Mayor rolls over for prize pooches

His poop don’t stink. Malachy, the prize Pekingese who won Best in Show at the Westminster Kennel Club dog extravaganza, will not be the last pooch to dine at Sardi’s.

After Malachy chowed down on chicken with rice at the fabled eatery, where champion canines have enjoyed kibble for 30 years, Nanny Bloomberg’s grouchy health minions declared that this would be the last four-legged feast served at a people restaurant. Wait!

Turning tail, Mayor Bloomberg decided against punishing elite pets who claw their way into New York’s 1 percent. The Health Department will waive the rules so champion hounds can dine doggy style. Your mutt doesn’t count.

So, will Matilda the Cat once again be allowed to roam The Algonquin hotel? Fair is fair.

Amen to that, judge

Miracles happen. Dozens of churches that held after-hours prayer services in city schools, some for 20 years, were unceremoniously dumped from school property last weekend. But in a rare fit of sanity, a Manhattan federal judge on Thursday granted a religious reprieve.

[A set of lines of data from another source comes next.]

PR #2723, opened 2026-08-27
Add 'pulling image' run status

### LINKED ISSUE #2230: [Feature Request] Algorithm status 'pulling image'
**Problem description**
Sometimes it can take a while to download an algorithm image, especially on nodes with a slow connection.

**Desired solution**
It would be nice if the run gets status 'downloading image' while the image is being downloaded. This is especially valuable to users working with the UI, who may be waiting on a short task while it is being computed, and may be impatient why it's taking so long (like me, often, in developing stuff, wondering if it may be a bug instead)

daniel-chou-rainho:
## Related issue

Closes #2230

## Description

While a node pulls an algorithm image, the run stays at `pending`. That status means no node has started the run yet, usually because it is offline, so a user waiting in the UI cannot tell a slow download from a node that never picked the task up.

The node already knows what is happening. `compute_run_pod_status` maps kubelet's `ContainerCreating` reason during the pull, but `__wait_until_pod_running` used `INITIALIZING` as a sentinel meaning "keep waiting" and returned only once the pod reached a final state. Every status before that was discarded, so nothing was ever reported to HQ.

Simply returning a new status from the mapper would break the node. The wait loop treated anything other than `INITIALIZING` as final, so it would start the log stream against a container that has not been created yet. The loop condition had to change along with the new status.

## Before / after

Left is `release/5.0`, right is this branch. Same task, same image, same machine.

https://github.com/user-attachments/assets/e87d6ace-649e-4b10-af92-88b4ce66b733

The old build sits at `Pending` for the whole pull, which is indistinguishable from a node that never picked the task up. The new one shows `Pulling image` until the container starts.

## Changes

- Added `RunStatus.PULLING_IMAGE` ("pulling image") and included it in `alive_statuses()`, so the derived task status stays correct while a run is pulling.
- Split the pending-reason map so `ContainerCreating` maps to `PULLING_IMAGE`, while `PodInitializing` keeps `INITIALIZING`.
- Replaced the `!= INITIALIZING` sentinel in `__wait_until_pod_running` with a positive check for `ACTIVE` or a finished status, so any non-final status keeps the loop waiting instead of leaking out as a result.
- Added an `on_status_change` callback to `run()` and `__wait_until_pod_running`, called only when the status actually changes, so the run is not patched on every pod event.
- Extracted `Node.__report_run_status()` from the existing patch-and-emit pair, and used it for both the intermediate and the final reports.
- UI: added the status to `TaskStatus` and to the sort pipe, mapped it to the active chip type and status group, and added the "Pulling image" translation.
- Added 2 unit tests for the new mapping.

## Testing

Tested with DevSpace on a 529 MB algorithm image:

- Runs now report `pending` → `initializing` → `pulling image` → `active`, and spend 14 seconds showing "Pulling image" on a cold pull.
- kubelet measured the pull at 12.2s, against under a second to create and start the container, which is why `ContainerCreating` is reported as an image pull even though it also covers container creation.

Because DevSpace runs the node on the same machine, `pending` passes almost instantly and the run sits in `pulling image` for nearly the whole startup.

### DIFF
--- a/vantage6-node/vantage6/node/k8s/container_manager.py
+++ b/vantage6-node/vantage6/node/k8s/container_manager.py
@@ -6,6 +6,7 @@ import re
 import threading
 import time
 import uuid
+from collections.abc import Callable
 from itertools import groupby
 from pathlib import Path
 
@@ -349,6 +350,7 @@ class ContainerManager:
         token: str,
         databases_to_use: list[dict],
         action: AlgorithmStepType,
+        on_status_change: Callable[[RunStatus], None] | None = None,
     ) -> RunStatus:
         """
         Run a vantage6 algorithm on the Kubernetes cluster.
@@ -371,6 +373,9 @@ class ContainerManager:
             Metadata of the databases to use.
         action: AlgorithmStepType
             The action to perform
+        on_status_change: Callable[[RunStatus], None] | None
+            Called whenever the run changes status while the algorithm is being
+            started. Not called with the final status that is returned here.
 
         Returns
         -------
@@ -622,6 +627,7 @@ class ContainerManager:
         status = self.__wait_until_pod_running(
             run_io=run_io,
             label=f"app={run_io.container_name}",
+            on_status_change=on_status_change,
         )
 
         # start streaming logs to HQ
@@ -728,7 +734,12 @@ class ContainerManager:
         finally:
             w.stop()
 
-    def __wait_until_pod_running(self, run_io: RunIO, label: str) -> RunStatus:
+    def __wait_until_pod_running(
+        self,
+        run_io: RunIO,
+        label: str,
+        on_status_change: Callable[[RunStatus], None] | None = None,
+    ) -> RunStatus:
         """"
         This method monitors the status of a Kubernetes POD created by a task job and
         waits until it transitions to a 'Running' state or another terminal state
@@ -749,6 +760,9 @@ class ContainerManager:
             RunIO object that contains information about the run
         label : str
             Label selector to identify the POD associated with the task job.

Judge Loretta Preska issued a temporary restraining order, permitting services to be held at schools for another 10 days, as the legal fight with the city rages.

We have a school system that mandates the teaching of anal and oral sex but forbids weekends with God. Hopefully, the madness is close to an end.

‘Clean’ when it wasn’t cool

Gary Carter was ahead of the curve. In the ’80s, as peers of the Hall of Fame catcher played hard off the field, Carter prayed hard. The squeaky-clean Carter, who helped propel the Mets to a 1986 World Series victory, was dubbed “The Kid’’ by teammates. But in the pre-Jeremy Lin and Tim Tebow era, it wasn’t always a compliment. Yet he earned their respect.

Carter died Thursday of brain cancer at age 57. He was a great player. And a good man.